5 DIÁLOGOS E VIVÊNCIAS COMO POSSIBILIDADES NO FAZER MUSICAL

5.5 QUINTO TERRITÓRIO (QUARTA SEMANA DE OUTUBRO/2016)

5.5.1 Oficina de modelagens no piano

Durante a oficina de texturas, notei que os alunos ainda estavam bastante tímidos para produzir diferentes sonoridades ao piano, fazendo tentativas de tocá-las de maneira rápida, e, muitas vezes, repetindo o mesmo som para texturas diferentes. Essa postura de timidez pode ser observada no vídeo dos dois grupos que participaram da oficina de texturas, estando mais evidente no momento em que eles vão ao piano para criar sonoridades relativas às texturas, que havíamos experienciado por meio do tato em encontro realizado anteriormente.
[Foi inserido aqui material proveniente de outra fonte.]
PR #2165, opened 2026-07-17
docs(interface,mcp): remove provider behaviour claims from doc comments and fix the mcp README setup

### LINKED ISSUE #2152: @typia/mcp README tells users to run a command that was removed in v13, and omits the devDependencies both sibling adapters list
## Problem

`packages/mcp/README.md`'s setup instructions do not work. They tell the user to run **`npx typia setup`**, a command that **no longer exists** — the typia 13 CLI has exactly one command, `generate`, and anything else prints a usage error and exits `-1`. They also omit the dev dependencies both sibling adapter READMEs list, so following the page leaves a project that cannot compile.

This is the **only** setup instruction the package's README offers.

## Evidence

Verified on `master`.

`packages/mcp/README.md:24-27`:

```bash
npm install @typia/mcp @modelcontextprotocol/sdk typia
npx typia setup
```

`packages/typia/src/executable/typia.ts` — the whole command surface:

```ts
const type: string | undefined = process.argv[2];
if (type === "generate") {
  // ...
  await TypiaGenerateWizard.generate();
} else halt(USAGE);
```

`halt` prints `Wrong command has been detected.` and calls `process.exit(-1)`. `setup` takes the `else`.

Both siblings get it right — `packages/vercel/README.md:20-21` and `packages/langchain/README.md:20-21`:

```bash
npm install @typia/vercel ai typia
npm install -D ttsc typescript@rc
```

`@typia/mcp` lists neither `ttsc` nor `typescript`, and substitutes a wizard that was removed.

**`website/src/content/docs/setup/legacy.mdx` is not affected and must not be changed.** It also runs `npx typia setup`, but deliberately: it documents typia 12 and installs `typia@12` explicitly first, under an "Legacy setup (typia 12 / TypeScript 6)" heading that tells new projects to use typia 13 instead. The wizard existed in v12. That page is correct.

So the defect is exactly one file.

## Consequence surface

| | |
| --- | --- |
| **Owner** | `packages/mcp/README.md` |
| **Affected** | every new `@typia/mcp` user who follows the README — the published npm page shows this text |
| **Not affected** | the code; the other adapter READMEs; `website/src/content/docs/setup/legacy.mdx`, which is correct for what it documents |

Documentation only. Nothing a user installs changes — but the first thing a user *does* fails.

| Case | Expected |
| --- | --- |
| following `@typia/mcp`'s README from an empty project | a project that compiles and runs |
| the dev dependencies it lists | the same set its siblings list, unless `@typia/mcp` genuinely needs a different one |
| `legacy.mdx` | unchanged — it documents v12 and pins `typia@12` |

## Approach

The invariant: **a README's setup instructions produce a working project when followed literally.**

Align with the siblings rather than inventing a third form — three adapter READMEs describing the same toolchain three ways is how this drift started. Check the package's own website guide for what it should say, and check whether `@typia/mcp` really needs anything its siblings do not before adding it.

While here: the reason this went unnoticed is that no check verifies a README's commands exist. Whether that gap is worth closing is a maintainer decision, but it is why a removed command still ships on the npm page.

- **Positive:** the README's setup steps, followed literally in an empty project, produce a working `@typia/mcp` project.
- **Negative:** no instruction references a CLI command the current binary does not implement.
- **Boundary:** `legacy.mdx` still says `npx typia setup` and still pins `typia@12` — do not sweep it in.
- **Regression:** the vercel and langchain READMEs are unchanged; they are the reference.
- **Commands:** `pnpm --filter ./tests/test-mcp start`; the repository spell check — a spell-check failure is real and has caught genuine typos three times this campaign.

## Coordination

- Documentation only. Read `.agents/skills/documentation/SKILL.md` first. No code change, and **no package version bump** — releases and version numbers belong to the maintainer.
- Independent of #2150 and #2151, which touch the same packages' code but not this file.
- Found by discovery round D3-C. The lead reproduced it and **narrowed it**: D3-C reported the command as broken generally; it is broken in exactly one file, and the `legacy.mdx` occurrences are correct.

### LINKED ISSUE #2160: Provider behaviour claims do not belong in @typia/interface doc comments: one is already false, contradicts a sibling comment 18 lines away, and misled two readers in opposite directions

samchon:
Documentation batch: two independent documentation defects, one commit each.

### #2160 — provider behaviour claims leave `@typia/interface` doc comments

A provider's behaviour is not typia's contract: typia cannot guarantee it, cannot test it, and cannot update a comment when a provider changes. The claims were true when written — OpenAI and Gemini genuinely ran non-standard schema subsets that rejected constraint keywords, until roughly last year — and nobody edited them as the world moved. `ILlmSchema.ts:378` is now false and sits eighteen lines below the three-way `additionalProperties` contract it contradicts.

The behavioural claims are removed rather than corrected. A corrected claim is true today exactly as `:378` was true when written, and inherits the same fate while looking more trustworthy. References that name an option's origin stay: `strict` **is** OpenAI's structured output mode, so saying so describes typia, not OpenAI.

Comments only. No declaration in `packages/interface/src` is touched — the `IObject.additionalProperties` three-way contract that #2147 enforces must survive, and `@typia/interface`'s emitted `.d.ts` is byte-identical.

### #2152 — the `@typia/mcp` README's only setup instruction works

`packages/mcp/README.md` told users to run `npx typia setup`, a command the typia 13 CLI does not implement (`generate` is the whole surface; anything else prints a usage error and exits `-1`). It also omitted the devDependencies both sibling adapters list. Aligned with `packages/vercel/README.md` and `packages/langchain/README.md` rather than inventing a third form.

`website/src/content/docs/setup/legacy.mdx` is deliberately **not** touched: it documents typia 12, pins `typia@12`, and the wizard existed in v12.

## Verification

Recorded per commit; campaign CI is suspended, so verification is local. `pnpm format` is not run on this branch per the campaign no-format rule.

Closes #2160
Closes #2152


samchon:
## Self-Review — Round 1

Complete round over the full base-to-head surface (`976bc31f78..75e6590ca9`): 5 files, both commits, plus the consequence surface (emitted declarations, converter behaviour, website guides, sibling READMEs, CI).

### Findings

**1. `ILlmFunction.ts:27-28` prose wrapping deviates from `prettier-plugin-jsdoc`.** My line is 81 columns; the formatter would wrap `and` onto the next line. 3 of the 4 changed interface files match prettier's output exactly — this one does not. Remediation: rewrap that one line to prettier's exact output. This is not the repository-wide formatter (the campaign no-format rule stands); it is one line I authored, kept formatter-stable so Post-Campaign Cleanup produces no diff from this branch.

### Verified sound, no action

- **`prettier --check` fails on this branch — and that is a pre-existing CRLF artifact, not a defect.** Files I never touched (`ILlmApplication.ts`, `IJsonSchemaAttribute.ts`, `IValidation.ts`) fail identically. The Windows checkout is CRLF and prettier defaults to `endOfLine: lf`. My first comparison against pristine copies was invalid — `git show > file` writes LF and the copies sat outside the repo, so they resolved no `prettier.config.js` and skipped the jsdoc plugin. Re-run with line endings normalized and config resolution inside the repo, the result above is the real one.
- **No declaration changed.** 82 of 86 emitted `.d.ts` files are byte-identical; the 4 that differ are exactly the 4 edited, and with JSDoc stripped all 4 declaration sets are identical. `IObject.additionalProperties`' three-way contract survives verbatim, as #2147 requires.
- **`{@link ILlmSchema.IConfig.strict}` in `IJsonSchemaTransformError.ts` is unimported** — consistent with that file's existing `{@link ILlmSchema}` at line 9 and `ILlmFunction`'s existing cross-package `{@link LlmJson.stringify}`. Not a regression.
- **`website/` is entirely untouched**, so `legacy.mdx` is safe by construction.
- **Spell check passed on CI** for the exact head SHA (run 29581862257, `success`), independent of the local `typos` 1.48.0 run.

### Correction to the issue's premise, recorded for the lead

#2160's acceptance asks that the emitted `.d.ts` be *unchanged*. That cannot hold: TypeScript emits doc comments into declaration files, so editing a comment necessarily changes the `.d.ts` bytes. The meaningful invariant — declarations identical, only comments moved — is proven above and is what this branch satisfies.

samchon:
## Self-Review — Rounds 2-5

### Round 2 (after round 1's rewrap)
Clean re-verification. All four changed interface files match `prettier-plugin-jsdoc` output exactly; declarations invariant; spell check clean; `test-mcp` and `test-interface` green.

**Corrected two of my own measurements rather than trusting them:**
- I reported `test-mcp` as **16 cases**. The real count is **19**, in both runs. The 16 came from counting an 18-line `tail` excerpt of the log instead of the log — the exact "never trust a truncated view" failure. Re-counted against the full log.
- A `grep -icE "error|fail"` hit turned out to be the test *name* `test_mcp_class_controller_error_handling`. Zero real failures; `Success` is the authoritative line.

Also confirmed the briefed zero-match trap on this worktree: `pnpm --filter=./tests/nope-does-not-exist -r exec echo hi` prints "No projects matched" and exits **0**. Every suite result here is backed by the package banner and 19 named cases, not an exit code.

### Round 3 — finding, applied
**The guide pointer violated the repository's linking convention.** I had written it as inline prose carrying a bare URL — the only `typia.io/docs` URL in all of `packages/interface/src`. The repository links docs from a doc comment through `@see` (`packages/typia/src/protobuf.ts` does it five times; this file's sibling `ILlmFunction` already uses `@see`). Rewritten as `@see https://typia.io/docs/llm/application`.

### Round 4
Full re-verification after that change: prettier-exact on all four files, `BUILD_EXIT=0`, declarations invariant (82/86 `.d.ts` byte-identical, the other 4 identical with JSDoc stripped), spell clean, `test-interface` green, `test-mcp` 19/19 `Success`.

### Round 5 — complete round, no change to this branch
Verified the README's build line empirically: `ttsx` ships in `.bin` from `npm i -D ttsc`, so "Build with `ttsc`, or run TypeScript directly with `ttsx`" is accurate.

**Two observations outside this batch's declared surface (`packages/interface/src`), reported rather than fixed:**

1. **`packages/typia/src/json.ts:107` may be stale in the same way #2160 describes.** It says `llm.application` "provides provider-specific schemas (ChatGPT, Claude, Gemini, etc.)". `ILlmSchema.IConfig` carries only `strict` — there is no per-provider schema model. This looks like a survivor of the removed per-provider `ILlmSchema<Model>` era: a sentence describing typia's own API that the code moved past. Same rot, different cause (typia changed, not the world). Lead's call.
2. **`packages/typia/src/llm.ts:37,102` and `packages/utils/src/converters/LlmSchemaConverter.ts:36`** name providers as examples and name `strict`'s origin — the legitimate pattern this issue preserves. No action.

**Stop condition met:** round 5 produced no sound improvement to this branch's surface.

samchon:
## Round 6 — lead ruling on `Exclude.ts:12`, applied

The lead reversed the keep-list entry and supplied the sharper test: **not whether a provider is named, but whether the sentence states typia's behaviour or predicts someone else's server.** Split accordingly.

**Removed** — "OpenAI strict mode (and therefore `typia.llm.*` with a strict model configuration) cannot express `not`": a claim about a third party's schema dialect.

**Kept, now standing on its own** — "Strict LLM schemas reject this tag": typia's contract. Verified rather than assumed, per this batch's own lesson that two removed bullets misdescribed our own code:
- `packages/typia/native/core/programmers/llm/LlmSchemaProgrammer.go:175-177` appends `"Strict mode does not support exclude type tag."` when an exclude-kind tag is scanned under strict.
- `llm_schema_programmer_rejects_exclude_tag_in_strict_test.go` pins strict rejecting and non-strict accepting. Executed: `=== RUN` → `--- PASS`. Control: a bogus `-run` filter returns `ok … [no tests to run]`, so the pass is real.

### Verification
- All **5** changed interface files match `prettier-plugin-jsdoc` exactly. The formatter caught my reflow on this file too — same class as round 1, fixed before commit.
- `Exclude.d.ts`: rebuilt from pristine master vs mine — the **only** delta is the comment; declarations **identical** with JSDoc stripped. `TagBase` shape untouched.
- `test-mcp` **19/19 Success**; `test-interface` green; spell clean; `packages/interface` builds.

### Related claim left in place, deliberately
`LlmSchemaProgrammer.go:157-158` carries the same sentence — *"OpenAI strict structured outputs cannot express the `not` keyword"* — as **implementation rationale** in native Go source, not a published doc comment. Two reasons to leave it: it explains why the branch exists at the site of the branch, and editing `packages/typia/native/**` would require a `typia` version bump in the same change, which this batch is forbidden to make. Flagging it as the lead's call.

Provider references remaining in `packages/interface/src` are now exclusively option-origin naming: `ILlmSchema.ts:15,38,42`, `IHttpLlmApplication.ts:23`, `ILlmApplication.ts:15`, `ILlmStructuredOutput.ts:34`.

Esse fato reportou-me aos estudos deleuzianos sobre as relações entre as matérias de expressão e os fatores inibidores e desencadeadores que agem sobre elas (DELEUZE; GUATTARI, 2012b), deslocando o acento comportamental da inibição para uma visão mais ampla dos fatores que nela operam. Por esse prisma, a inibição é uma expressão do aluno que pode estar relacionada aos regimes de signos praticados nas relações dominantes entre professor e aluno, encerrando “[...]

uma operação muito mais inconsciente e maquínica que faz passar todo o corpo pela superfície esburacada, e onde o rosto não tem o papel de modelo ou de imagem, mas o de sobrecodificação” (DELEUZE; GUATTARI, 2012a, p. 40). Dessa maneira, a rostificação – sistema muro branco-buraco-negro – poderá atuar na articulação dos gestos, das falas, rosto e mãos: “[...] o rosto é um mapa [...]” (DELEUZE; GUATTARI, 2012a, p. 39).

É nesse sentido que é fundamental conhecer as diferenças sobre as concepções de aprendizagem, sabendo que suas respectivas práticas poderão ou não fomentar os contextos de desencadeamento da expressão. Nessa perspectiva, momento em que a dificuldade relatada foi observada, busquei linhas de fuga que pudessem desmontar ainda mais os formatos instituídos nas aulas de piano, visando a incentivar os alunos a uma maior soltura e reconceituação de si mesmos, passando ao entendimento de que são seres de criação, e não de repetição ou de petição de obediência.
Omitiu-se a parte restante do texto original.